ADVERSARIAL VERIFICATION — designed so false "done" cannot survive
After each Upgrade, spawn a panel of skeptics, each with a DISTINCT refutation lens, each prompted "default to REFUTED unless you can prove otherwise by running/grepping; cite the command and its output."
| Lens | Tries to prove |
|---|---|
| Build skeptic | typecheck/test/build actually fail, or the test baseline dropped |
| Shim skeptic | the "deletion" is actually a second copy / a re-export that still pulls local logic |
| Resolution skeptic | the adoption is HOLLOW — git grep -c "<shell>" -- src/ is 0 (or didn't rise ~per-swapped-module) despite adoption-named commits; or <shell> is only an array entry (e.g. minimumReleaseAgeExclude) not a versioned dependency; or imports resolve to a local path / the lockfile never moved. Commit messages are not evidence — the real import count is. (Caught live: an agent shipped 5 "delegate to the shell" commits with 0 actual imports.) |
| Domain skeptic | foreign-domain residue remains (tokens, tables, flows, knowledge gates, UI) |
| Story skeptic | a user story has no executable check, or its check is trivially true |
| Silent-cap skeptic | the upgrade narrowed scope (skipped a module, sampled, TODO'd) without saying so |
Verdict rule: complete only if every lens fails to refute (or ≥ a strong majority, with the holdouts' objections resolved). Any surviving refutation becomes the directive for the next Upgrade iteration. Loop-until-dry: require 2 consecutive clean panels before declaring an agent done — a single clean pass is not enough (the tail is where the lie hides).
Cap the loop (e.g. 4 Upgrade↔Verify rounds). On cap, the agent is reported INCOMPLETE with the open refutations — never upgraded to "done." Silent truncation reads as success when it isn't.
How to run
The executable form is workflows/upgrade-agent-fleet.workflow.js in this plugin. Invoke the Workflow tool with that script (or paste it), passing the fleet as args:
Workflow({ scriptPath: ".../upgrade-agent-fleet.workflow.js",
args: { reference: "<reference-product>",
shell: "@tangle-network/agent-app",
donorDomainTokens: { "<forked-product>": ["matter","filing","jurisdiction","incorporation","contract"] },
agents: ["<product-a>","<product-b>","<product-c>"],
codeRoot: "<your code root>",
maxRounds: 4 } })
It fans out, loops each agent to a clean adversarial verdict, isolates each in a worktree, and returns a per-agent report (baseline vs final test counts, LOC delta, modules swapped, residue removed, upstream candidates, open refutations if capped). It does not push. Read the report, then merge the green worktrees and run substrate-release for any upstream candidates.
When the fan-out stalls on one hard module — switch to a focused subagent
The adversarial fan-out is excellent at audit, breadth, and catching hollow/partial adoption (the coverage + shim + hollow skeptics earned their keep — they caught a forked redact traversal line-for-line and repeatedly flagged a capability-token-only tools claim). It is bad at landing one deep, single-module surgery: a finish agent given many modules will do the easy ones and keep skipping the hard one (e.g. migrating a :::proposal regex parser onto /tools across the chat pipeline + MCP + HTTP routes), and seeding the gap as a prior-refutation does not reliably force it.

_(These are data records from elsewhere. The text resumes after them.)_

PR #1381, opened 2024-05-04
ensure data is not nullptr

### LINKED ISSUE #1380: SNI Extension with zero length
We use PcapPlusPlus to get the server hostname from SSLServerNameIndicationExtension. However we found a crash once in a machine where the extension has length 0.

As a result when fetching the hostname we get a null pointer exception and our program crashes here https://github.com/seladb/PcapPlusPlus/blob/4d48615c9bfb2ef0c61d50e1e1dd3e3d63a82be0/Packet%2B%2B/src/SSLHandshake.cpp#L1121. 

We have seen this issue once. What scenario can cause this? Should the caller always check if getData() is not null before calling getHostName()?

OS Version:            macOS 14.4.1 (23E224)

Crash at:
0x10246dcec pcpp::SSLServerNameIndicationExtension::getHostName() const + 44

tigercosmos:
fixed #1380

### DIFF
--- a/Packet++/src/SSLHandshake.cpp
+++ b/Packet++/src/SSLHandshake.cpp
@@ -1117,6 +1117,10 @@ uint8_t* SSLExtension::getData() const
 
 std::string SSLServerNameIndicationExtension::getHostName() const
 {
+	if (!getData())
+	{
+		return "";
+	}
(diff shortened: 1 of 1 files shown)


tigercosmos:
ops, it's already in https://github.com/seladb/PcapPlusPlus/pull/1377

PR #1382, opened 2024-05-04
Changed BpfFilterWrapper to use smart pointers internally.

Dimi1010:
Added custom deleter type `BpfProgramDeleter` to encapsulate cleanup logic for a `bpf_program` pointer.

Changed `BpfFilterWrapper` to keep a `unique_ptr` with custom deleter instead of raw pointer to offload the cleanup logic to the smart pointer instead of handling it manually.


Pcap++/src/PcapFilter.cpp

Rule: if two finish rounds leave the same module unadopted (verified by import count, not the agent's self-report), stop re-fanning. Hand that one module to a single focused subagent with a precise brief + the reference consumer to copy + hard grep-based gates — the deterministic path. (Proven repeatedly: a deep schema/flow de-wire and a tools side-channel migration both landed clean via a focused subagent after the fan-out loop stalled on them.) Then re-audit.
Always verify with the repo's ACTUAL layout. A git grep -- src returns 0 on a monorepo (packages/*/src, apps/*/src) and you will wrongly call a real adoption "hollow." Grep the whole worktree, or detect the layout first.
Safety / guardrails
- Worktree isolation per agent; no push, no force, no main mutation, no
--no-verify. - Each agent's pre-existing uncommitted work + feature branch is respected — the worktree forks the current HEAD.
- Bounded retries; capped agents are reported incomplete, not faked.
- Engines stay peer-deps; never bundle. Improvements go DOWN, not sideways.